We'll have registered dorpers this year..from percentage to fullblood..the fullbloods will be later. I bought the two fullblood ewes for my son to show early next year..so have to coordinate lambing around that. hair breeds are still abit of a novelty in our area, but gaining ALOT of popularity. He showed a very nice percentage ewe this year..did good things for the breed. He wants to show his ewes at the majors next year, so we went looking for some fullbloods for that.


----------



## aggieterpkatie (Feb 18, 2012)

TexasShepherdess said:
			
		

> whatever it was killed my son's market lamb too.


Is that the ewe lamb he just showed, or is that a different lamb?


----------



## RemudaOne (Feb 18, 2012)

Wonder if the ram was protecting the lamb?? We're in Granbury, directly south of Weatherford. Thanks for the kind words about my ram. I'm pleased with the babies he's throwing, but I really do need to get his weight down. We've gotten two and a half inches of rain since yesterday and the grass is loving it. I know what you mean when you say you don't know what they were eating. The guy I bought these from has nice pastures, but I swear the grass is shorter than a golf course green. In his large flock, he doesn't do ANY supplemental feeding and he's got about 50 lambs right now that look absolutely great. That's what I keep trying to remind myself of when these ewes are bleating like they are starving  . He also has a smaller registered flock that he does supplement minimally. I may go over there tomorrow and take some pics of his large flock, the size and condition of the babies is quite remarkable. I had read that the dorpers would eat cedar, but didn't think they would if they were getting supplemental feed. Well mine have limbed up all of the cedars and chewed down most of the sumac too. The only thing they haven't touched is a couple of clumps of prickly pear 

I'm going to be selling a couple of my ewes and will be looking to replace them with registered stock. There's a number of good breeders both north and south of me so I should be able to find something nice I think. Lots of big outfits south of me. Have you ever been down south looking at sheep? Do you also raise market lambs?  I visited your website, it looks like y'all have got a great operation there


----------



## TexasShepherdess (Feb 20, 2012)

I have no doubt the ram was trying his hardest to protect the lamb..none of the other ewes had a scratch on them. This lamb wasnt Fudge, whom he ended up showing..was actually a little wether lamb..we got Fudge after we lost him..I love Fudge..Id be devastated if something got her!
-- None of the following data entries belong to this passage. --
PR #11381, opened 2024-11-05
update slice machine

gestchild:
## What does this change?
⬆️ 

## How to test

Running `yarn slicemachine` still works

We're on the latest version of slice machine

Limited, we only run this locally and I've tested using slice machine to update types on Prismic stage and it works.

### DIFF
--- a/common/package.json
+++ b/common/package.json
@@ -44,6 +44,6 @@
   },
   "devDependencies": {
     "@slicemachine/adapter-next": "^0.3.36",
-    "slice-machine-ui": "^1.25.0"
+    "slice-machine-ui": "^2.10.0"
   }
 }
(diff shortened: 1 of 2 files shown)


rcantin-w:
Screenshot 2024-11-05 at 13 20 13


Checked out the branch and ran `yarn` and got the above.
I ran `rm -rf node_modules && rm -rf yarn.lock && yarn` and that was all good, although I have a different `yarn.lock` file with a lot of other updates in it, so I'm not sure if it needs to be rerun in here to not get the errors?

gestchild:
I've rerun yarn and committed the lock file

rcantin-w (approved):
Yesss worked smoothly! huzzah!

Youd think my sheep havent eaten in weeks the way they bleat..but they are all fatties..LOL

Yes, we actually just went to Hamilton yesterday and picked up 3 white dorper ewes..2 with ram lambs and one getting ready to lamb..to replace the commercial ewes I just sold..I kinda did the same thing you want..upgrading and culling. Im pleased with my "white gals" and cant wait to see what ole Dodge (the ram) produces off of them. We also went to San Angelo for our fullbloods..seems alot of, as you said, big outfits down that way..it's a four hour trek one way for us..but its also a fun trip, we get to talk sheep and visit..and get nice stock.(and we always stop at the Hard eight to eat in Stephenville! LOL)

We'll have market lambs this year..am holding one back for my son to show at the county stock show..and we'll probably eat him..but the others Ill offer for sale..either to someone who wants to fill their freezer or a 4-h kiddo..the little blacks will be good to fill a freezer with.  I have afew brazilian friends who have been waiting for me to have lambs available.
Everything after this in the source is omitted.